- DATA SHOWN
PR #859, opened 2016-04-23
Configuration file portion of enabling azure in InstallSpinnaker.sh

rguthriemsft:
Updated config files based on feedback.  We will start work on file based credentials once we have installer integrated.

### DIFF
--- a/config/default-spinnaker-local.yml
+++ b/config/default-spinnaker-local.yml
@@ -15,6 +15,19 @@ providers:
       # Store actual credentials in $HOME/.aws/credentials. See spinnaker.yml for
       # more information, including alternatives.
 
+  azure:
+    # If you want to deploy some services to Microsoft Azure (azure),
+    # set enabled and provide primary credentials for deploying.
+    # Enabling azure is independent of other providers.
+    enabled: ${SPINNAKER_AZURE_ENABLED:false}
+    defaultRegion: ${SPINNAKER_AZURE_DEFAULT_REGION}
+    primaryCredentials:
+      name: my-azure-account
+      clientId:
+      appKey:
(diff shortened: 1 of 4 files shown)


config/spinnaker.yml
```diff
@@ -212,9 +212,14 @@ providers:
...
     enabled: false
-    defaultRegion: West US
+    defaultRegion: westus
     primaryCredentials:
       name: my-azure-account
+      clientId:
+      appKey:
+      tenantId:
+      subscriptionId:
+    # To set azure credentials, enter values for: clientId, appKey, tenantId, subscriptionId.  See spinnaker documentation - cloud provider setup for instructions on how to retrieve these values.
```
ewiseblatt: I was trying to keep 80 columns in these files if practical.
If you could link to the docs here that would be better (the URL could go beyond 80). I'd also add the link to the default-spinnaker-local because that is the point of the typical user interaction. The expectation is to start in spinnaker-local and not need to look here for common needs.

config/default-spinnaker-local.yml
```diff
@@ -15,6 +15,19 @@ providers:
       # Store actual credentials in $HOME/.aws/credentials. See spinnaker.yml for
       # more information, including alternatives.
 
+  azure:
+    # If you want to deploy some services to Microsoft Azure (azure),
+    # set enabled and provide primary credentials for deploying.
+    # Enabling azure is independent of other providers.
+    enabled: ${SPINNAKER_AZURE_ENABLED:false}
+    defaultRegion: ${SPINNAKER_AZURE_DEFAULT_REGION}
```
ewiseblatt: + :westus

PR #860, opened 2016-04-23
Unify timezone configuration across deck/orca/echo.

duftler:


duftler:
@ewiseblatt please review.

ewiseblatt:
I like how this is expressed.

PR #864, opened 2016-04-25
Adding support for Azure as well as option to install all clouds to s…

rguthriemsft:
Added support for Azure to installation script.  I have also added an option to install all three clouds called all.

### DIFF
--- a/InstallSpinnaker.sh
+++ b/InstallSpinnaker.sh
@@ -50,8 +50,8 @@ fi
 
 function print_usage() {
   cat <<EOF
-usage: $0 [--cloud_provider <aws|google|none|both>]
-    [--aws_region <region>] [--google_region <region>]
+usage: $0 [--cloud_provider <aws|google|azure|both|none>]
+    [--aws_region <region>] [--google_region <region>] [--azure_region <region>]
     [--quiet] [--dependencies_only]
     [--google_cloud_logging] [--google_cloud_monitoring]
     [--repository <debian repository url>]
@@ -60,14 +60,20 @@ usage: $0 [--cloud_provider <aws|google|none|both>]
 
     If run with no arguments you will be prompted for cloud provider and region
 
-    --cloud_provider <arg>      currently supported are google, amazon and none
-                                if "none" is specified you will need to edit
-                                /etc/default/spinnaker manually
+    --cloud_provider <arg>     currently supported are amazon, azure, and google
+				you can install more than one provider by specifying
+				provider1 provider2 ... (Ex. aws google).
+                               if "none" is specified you will need to edit
+                               /etc/default/spinnaker manually
+				NOTE: "both" is deprecated and will be removed in
+				the future
 
     --aws_region <arg>          default region for aws
 
     --google_region <arg>       default region for google
     --google_zone <arg>         default zone for google
+
+    --azure_region <arg>	default region for Azure
 
     --quiet                     sets cloud provider to "none", you will need to
                                 edit /etc/default/spinnaker manually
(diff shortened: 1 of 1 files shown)


rguthriemsft:
@spinnaker/google-reviewers and @spinnaker/netflix-reviewers PTAL

InstallSpinnaker.sh
```diff
@@ -50,8 +50,8 @@ fi
 
 function print_usage() {
   cat <<EOF
-usage: $0 [--cloud_provider <aws|google|none|both>]
-    [--aws_region <region>] [--google_region <region>]
+usage: $0 [--cloud_provider <aws|google|azure|none|both|all>]
```
ewiseblatt: we should deprecate "both".
I'm not sure "all" is going to make sense in practice, but I guess would not hurt.

InstallSpinnaker.sh
```diff
@@ -60,7 +60,8 @@ usage: $0 [--cloud_provider <aws|google|none|both>]
 
     If run with no arguments you will be prompted for cloud provider and region
 
-    --cloud_provider <arg>      currently supported are google, amazon and none
+    --cloud_provider <arg>      currently supported are google, azure, amazon and none
```
ewiseblatt: is spacing off here?
dont document both. mark it deprecated below where it is handled.

InstallSpinnaker.sh
```diff
@@ -523,7 +541,7 @@ set_defaults_from_environ
 process_args "$@"
 
 if [ "x$CLOUD_PROVIDER" == "x" ]; then
-  read -e -p "Specify a cloud provider (aws|google|none|both): " -i "$DEFAULT_CLOUD_PROVIDER" CLOUD_PROVIDER
+  read -e -p "Specify a cloud provider (aws|azure|google|none|both|all): " -i "$DEFAULT_CLOUD_PROVIDER" CLOUD_PROVIDER
```
ewiseblatt: remove both

InstallSpinnaker.sh
```diff
@@ -537,15 +555,26 @@ case $CLOUD_PROVIDER in
...
       ;;
+  azure)
+      CLOUD_PROVIDER="azure"
+      set_azure_region
+      ;;
   n|no|none)
       CLOUD_PROVIDER="none"
       ;;
-  both|all)
+  both)
```
ewiseblatt: comment both as deprecated

InstallSpinnaker.sh
```diff
@@ -589,6 +618,11 @@ if [[ "${CLOUD_PROVIDER,,}" == "amazon" || "${CLOUD_PROVIDER,,}" == "google" ||
         write_default_value "AWS_VPC_ID" $AWS_VPC_ID
         write_default_value "AWS_SUBNET_ID" $AWS_SUBNET_ID
         ;;
+    azure)
+	write_default_value "SPINNAKER_AZURE_ENABLED" "true"
```
ewiseblatt: is spacing off?

InstallSpinnaker.sh
```diff
@@ -604,6 +638,17 @@ if [[ "${CLOUD_PROVIDER,,}" == "amazon" || "${CLOUD_PROVIDER,,}" == "google" ||
         write_default_value "AWS_VPC_ID" $AWS_VPC_ID
         write_default_value "AWS_SUBNET_ID" $AWS_SUBNET_ID
         ;;
+    all)
```
ewiseblatt: I'm guessing at this point it would be simpler to have independent checks for each and have "both" set google and aws, "all" set each, and the explicit flags set its corresponding one. Then at the end iterate over each check and set as needed.

InstallSpinnaker.sh
```diff
@@ -537,15 +555,26 @@ case $CLOUD_PROVIDER in
       set_google_region
       set_google_zone
       ;;
+  azure)
```
ewiseblatt: Could you fix these so they are orthogonal? Could you refactor it so the provider defaults to none and you can add each independently? That would make it easy to have arbitrary combinations. Then "both" can go away and be replaced by naming aws and google.

PR #867, opened 2016-04-27
Updating Install script to include azure support. Also enabling abili…

rguthriemsft:
Added support for Azure to installation script. I have also added an option to install all three clouds called in any combnation desired.  Deprecating both.

### DIFF
--- a/InstallSpinnaker.sh
+++ b/InstallSpinnaker.sh
@@ -50,8 +50,8 @@ fi
 
 function print_usage() {
   cat <<EOF
-usage: $0 [--cloud_provider <aws|google|none|both>]
-    [--aws_region <region>] [--google_region <region>]
+usage: $0 [--cloud_provider <aws|google|azure|both|none>]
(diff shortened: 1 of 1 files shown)


InstallSpinnaker.sh
```diff
@@ -109,6 +115,43 @@ function echo_status() {
   fi
 }
 
+function process_provider_list() {
+  AWS_ENABLED=false
+  AZURE_ENABLED=false
+  GOOGLE_ENABLED=false
+
+  #check if aws enabled
```
ewiseblatt: Could you make a loop here that processes the next token in the list?
    a=$(CLOUD_PROVIDER) should turn the space delimited list into an array
then iterate over the array and process each element individually.
    for provider in ${a[@]}; do ...; done
That way we'll be able to detect malformed strings.

ewiseblatt:
Just the one change and then I think it is ok. I'll look to clean it up after.

You dont need to close and re-push. You can just squash this one the git -f push it.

- WHAT IS BEING ASKED
Take the word "spacing" and find each line of the material that contains it. Copy those lines.

- EXPECTED ANSWER
ewiseblatt: is spacing off here?
ewiseblatt: is spacing off?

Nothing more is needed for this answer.